Now, with the release of "Poison Love," Miller's second album recreating country music past, he has become a major figure in country's underground.
Growing up in the Sixties near Dayton, Ohio, Miller loved many kinds of music, including punk and psychedelia, but it was country and bluegrass that he pursued professionally.
While he cites Elvis as his earliest major influence, Miller says the real magic moment in his musical life came when he first heard a duet by Porter Wagoner and Dolly Parton. "I really knew my fate was sealed," he says of that event, "I really love the two part stuff. Any kind of duet."
Miller has literally wandered America in his musical pursuit. He left Ohio when he answered an ad in Rolling Stone or The Village Voice - he can't remember for sure - and joined a band based around Woodstock, N.Y.
In the early seventies, he moved to Austin. There he found a musical partner and eventually wife in Julie Miller. He later lived in New York City, Seattle, San Francisco and Los Angeles, before settling in Nashville.
In the 70s, Miller had a band in Austin called Partners In Crime, which included Julie and future folk-rock star Shawn Colvin. They came to New York to play at The Lone Star Cafe at the height of the Urban Cowboy craze. Miller liked it.
"It looked like there was a lot going on there. I was young enough to think that I could make country records in New York." So his group, now called The Buddy Miller Band, took a bite of the Big Apple. The most enduring result was his meeting and forming a professional partnership with Jim Lauderdale, who later relocated to California.
Fast forward to the late Eighties. The L.A. alternative country scene has started to explode, and has been immortalized on the brilliant "A Town South of Bakersfield" series. California based Hightone Records, originally a blues label, was branching into country. They decided to put out a sampler featuring their own artists and some new acts as well.
Lauderdale was asked to be on it, but he had just signed with Epic (a deal which saw nothing ever released) and was unavailable. He recommended his accompanist, Buddy Miller.
Miller didn't even have any songs ready, but he finished up a couple he'd been working on. When the album, appropriately titled "Points West: New Horizons in Country Music," it included Miller singing his own songs, the made-for-George-Jones "The Garage Sale" and "Feels Like I'm Fallin' In Love."
And that seemed to be that. Miller eventually decided it was too expensive to live in Los Angeles. "Our little house rented for $1,600 a month. We could be buying a place in Nashville and be paying less money."

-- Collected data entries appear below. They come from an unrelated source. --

PR #2419, opened 2022-12-06
Use .Net 7 SDK as base image

joshendriks:
As a followup for both #2411 and #2410 

Context:
I am using this image as part of a bitbucket pipeline where Is execute "xUnit driven playwright test" as follows:
```
image: nwwz/playwright-dotnet:v1.28.0-net7-jammy
       caches:
        - dotnetcore
       script:
        - dotnet dev-certs https --clean
        - dotnet dev-certs https --trust
        - export TESTCONTAINERS_RYUK_DISABLED=true
        - dotnet restore
        - cd tests/End2EndTests
        - dotnet test
       services:
        - docker
```

I had to replace the official playwright image (_mcr.microsoft.com/playwright/dotnet:v1.27.0-focal_) with my own (_nwwz/playwright-dotnet:v1.28.0-net7-jammy_) as part of migrating my app to .NET 7.

_nwwz/playwright-dotnet:v1.28.0-net7-jammy_ was built using the same change as made in this PR.

### DIFF
--- a/utils/docker/Dockerfile.jammy
+++ b/utils/docker/Dockerfile.jammy
@@ -1,4 +1,4 @@
-FROM mcr.microsoft.com/dotnet/sdk:6.0-jammy
+FROM mcr.microsoft.com/dotnet/sdk:7.0-jammy
 
 ARG DEBIAN_FRONTEND=noninteractive
 ARG TZ=America/Los_Angeles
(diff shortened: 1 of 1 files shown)


joshendriks:
I assume you mean the current latest LTS? At the time of writing 3.1 is still a current LTS. Ass of nov 2023 we will gain be in that situattion where there are two versions in LTS.

Regardless, I do think it makes sense to also support .NET 7. It is fully supported and production ready. Also .Net 7 projects do not build on .Net 6. The otherway around does work. So having .NET 7 would give a brroader support to the users

Both of the above reasons might be enough of a justification to support multiple .NET versions. Would you like me to create an issue to dicuss it there or would your statement above remain the same?

mxschmitt:
Yes you are right, I assume the [latest LTS](https://dotnet.microsoft.com/en-us/platform/support/policy/dotnet-core#lifecycle).

Definitely it makes sense to have a more rich matrix for different .net versions across the Docker images. Feel free to file a feature request as an issue, then we can do it based on the user requests.

Issue #2351, opened 2022-10-18
[Feature] API class-coverage, CSS and JS coverage


Zetanova:
The chromium feature CSS and JS coverage is only implemented in NodeJS
https://playwright.dev/docs/api/class-coverage

It is a great feature to reduce page size, but currently missing in playwridht-dotnet

nikokolevkolev:
Is there any progress on this ?

PR #2438, opened 2023-01-03
feat: Collect JS and CSS Coverage

hutchcodes:
Adds the ability to collect coverage information when using Chrome in the same way that Node version of Playwright does.

[Completes this ](https://github.com/microsoft/playwright-dotnet/issues/2351)


hutchcodes:
Abandoned in favor of just giving access to the CDP, allowing access to all of the Chrome DevTools
https://github.com/microsoft/playwright-dotnet/pull/2448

But four years after the release of "Points West," Hightone called. "I had just moved to Nashville. I wasn't trying to get a record deal. I didn't even have any songs finished," Miller says.
One thing that made Miller attractive to a label was his home studio. Assembled almost piece-by-piece, the little bit of equipment in Miller's living room is not state-of-the-art. But it does let him cut an album on a small budget. It also gives Miller's music the kind of low-fi sound that spawned the musical term "garage band."
The rough edge to Miller's albums may frighten Top Forty fans, but for some people it's a heavenly antidote to the polished smoothness of most new albums. "We cut it live in the living room and leave it alone," is how Miller describes the process. "I want to leave it sounding raw."
Once Miller's first album, "Your Love And Other Lies," was released, good things started happening. Mainstream country producer Don Cook heard the album and had Brooks & Dunn cut "My Love Will Follow You," giving Miller a financial windfall and industry credibility as a songwriter.
The album also helped him get a job with Emmylou Harris. He and Julie serve as the opening act and then Buddy works as her lead guitarist. He will fill the same role with Steve Earle for a month after Emmylou's European tour ends.
And Miller's songs, which sound like they had to have been written in the fifties or sixties, will likely be in more demand. Yet, he retains the same low-key approach to making music. "I'm just glad to be able to make a record. I wouldn't have finished this batch of songs otherwise."